Problem statement
Every line of the data that contains the string "because" must be copied.

___ Data for analysis ___

Issue #102, opened 2015-11-11
DataProtection no longer uses the correct default when hosted in the IIS/Kestrel combination


blowdart:
When I start an IIS hosted app Data Protection self configured as Ephemeral keys, that is it holds a key chain in memory and throws it away once the app stops. This is a huge regression from Helios.

You can see this by turning on verbose logging
 
```
warning : [Microsoft.Framework.DependencyInjection.DataProtectionServices] Neither user profile nor HKLM registry available. Using an ephemeral key repository. Protected data will be unavailable when application exits.
warning : [Microsoft.AspNet.DataProtection.Repositories.EphemeralXmlRepository] Using an in-memory repository. Keys will not be persisted to storage.
```

The expected behavior is store keys in the registry, protected using machine level DPAPI. 

If the same app is run via web.cmd you get what I would expect because you’re running under a user profile. IIS Express also has the correct behavior, again because a user profile is available

```
info    : [Microsoft.Framework.DependencyInjection.DataProtectionServices] Userprofile is available. Using 'C:\Users\bdorrans\AppData\Local\ASP.NET\DataProtection-Keys' as key repository and Windows DPAPI to encrypt keys at rest.
```

The configuration code lies in DataProtectionServices.cs

blowdart:
For now you can fix it by changing the app pool to load the user profile. This will then act like IIS Express, and use the file system.

pakrym:
Cause of issue is that `SOFTWARE\Microsoft\ASP.NET\4.0.30319.0\AutoGenKeys` does not exist.
Cause of that can be:
1. We are running wrong bitness of dnx vs w3wp
2. App domain doesn't have CLR set for it so IIS doesn't create a key for us.

pakrym:
Script that seems to solve the issue: https://github.com/aspnet/DataProtection/pull/106

muratg:
@blowdart What should we do with this bug?  Is it only providing documentation and scripts, plus trying to get IIS implement what we want? If so, can we close this one?

Putting it in 1.0.1 for now as there doesn't seem to be an action in rtm.

blowdart:
Yup, for now it's scripts. The request to fix it is in with the IIS folks, so we can bump it, and keep the pressure on.

muratg:
Closing this bug as there's no code change that can fix this on our stack. My understanding is this is purely an IIS fix that may or may not happen

PR #106, opened 2015-11-14
Add script to add AutoGenKeys section and UCL for it

pakrym:
Based on https://support.microsoft.com/en-us/kb/2915218

Usage `.\Provision-AutoGenKeys.ps1 DefaultAppPool`
@muratg @blowdart @Eilon

### DIFF
--- a/Provision-AutoGenKeys.ps1
+++ b/Provision-AutoGenKeys.ps1
@@ -1,0 +1,82 @@
+param (
+    [Parameter(Mandatory = $True)]
+    [string] $appPoolName
+  )
+
+# Provisions the HKLM registry so that the specified user account can persist auto-generated machine keys.
+function Provision-AutoGenKeys {
+  [CmdletBinding()]
+  param (
+    [ValidateSet("2.0", "4.0")]
+    [Parameter(Mandatory = $True)]
+    [string] $frameworkVersion,
+    [ValidateSet("32", "64")]
+    [Parameter(Mandatory = $True)]
+    [string] $architecture,
+    [Parameter(Mandatory = $True)]
+    [string] $sid
+  )
+  process {
+    # We require administrative permissions to continue.
+    if (-Not (new-object System.Security.Principal.WindowsPrincipal([System.Security.Principal.WindowsIdentity]::GetCurrent())).IsInRole([System.Security.Principal.WindowsBuiltInRole]::Administrator)) {
+        Write-Error "This cmdlet requires Administrator permissions."
+        return
+    }
+    # Open HKLM with an appropriate view into the registry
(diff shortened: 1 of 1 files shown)


blowdart:
Feel free to merge this, or talk to @HaoK if you're feeling nervous. Hao this doesn't need to become part of a package or anything, but it does need to live in the repo.

davidfowl:
@blowdart Is this a short term solution? This relies on full .NET and ASP.NET 4.x being enabled right?

pakrym:
@davidfowl  No, it should create keys and set acl for them.

blowdart:
It's a short term fix for #102 - but it doesn't rely on anything. We just need to ensure people run this manually, which sucks. For RC2 we need a much better solution where the registry keys are created automatically.

davidfowl:
How does this work https://github.com/aspnet/DataProtection/pull/106/files#diff-5458ff3cb68d9ae62ebd612f39237b5bR38? Doesn't it rely on the ASP.NET base key being created?

pakrym:
True,  will add a check for upper levels

blowdart:
Ah yea, just creating it blindly should be fine. Should still have that name, for .net 4 & 5 cookie sharing

blowdart:
Also does WOW64 get in the way here? Need to test for both 32 and 64 bit

GrabYourPitchforks:
@davidfowl WAS creates that registry key automatically when creating an app pool which is marked as "CLR v4.x".

Eilon:
Looks a'ight to me, as best I can tell.

@anurse to review the PS code because it's PS code and he knows PS code and I don't know PS code :smile:

pakrym:
I updated script to check for asp.net folder

anurse:
Yep, it looks like PS code to me :). :shipit: from that perspective alone

davidfowl:
@GrabYourPitchforks the concern is that .NET Framework isn't always available. I just want to make sure that if we're relying on it, it's a short term solution.

pakrym:
@davidfowl the only thing is, this script requires .net 4 and PS 3

muratg:
Yes, this has to be a short term solution.  @pakrym is assigned to #102 for the correct fix in RC2.

GrabYourPitchforks:
That registry key was only ever intended to be used in the Helios hosting case. You'd obviously need to move off of it now that Helios has been eliminated as a hosting option.

poke:
I just ran into the issue that I was trying to run this on a machine that didn’t have PowerShell 3, so I ported the script into an actual executable. So in case anyone else needs this: https://github.com/poke/aspnet-ProvisionAutoGenKeys

PR #109, opened 2015-11-17
ConfigureDP => AddDP

HaoK:
cc @Tratcher This differs a bit from all the other repos, but I just left things mostly alone and turned Configure into an overload of Add like everyone else.


Tratcher:
:shipit:

PR #110, opened 2015-11-17
Add event ids to all log calls

pakrym:
https://github.com/aspnet/DataProtection/issues/94

@victorhurdugaci @moozzyk @anpete


src/Microsoft.AspNet.DataProtection/LoggingExtensions.cs
```diff
@@ -13,6 +14,264 @@ namespace Microsoft.Extensions.Logging
...
+
+        private static Action<ILogger, Guid, Exception> _triedToProcessRevocationOfKeyButNoSuchKeyWasFound;
+
+        private static Action<ILogger, Guid, Exception> _foundKey;
+
+        private static Action<ILogger, DateTimeOffset, Exception> _foundRevocationOfAllKeysCreatedPriorTo;
+
+        private static Action<ILogger, Guid, Exception> _foundRevocationOfKey;
+
+        private static Action<ILogger, XElement, Exception> _ExceptionWhileProcessingRevocationElement;
```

___

Reply
If the same app is run via web.cmd you get what I would expect because you’re running under a user profile. IIS Express also has the correct behavior, again because a user profile is available
@anurse to review the PS code because it's PS code and he knows PS code and I don't know PS code :smile:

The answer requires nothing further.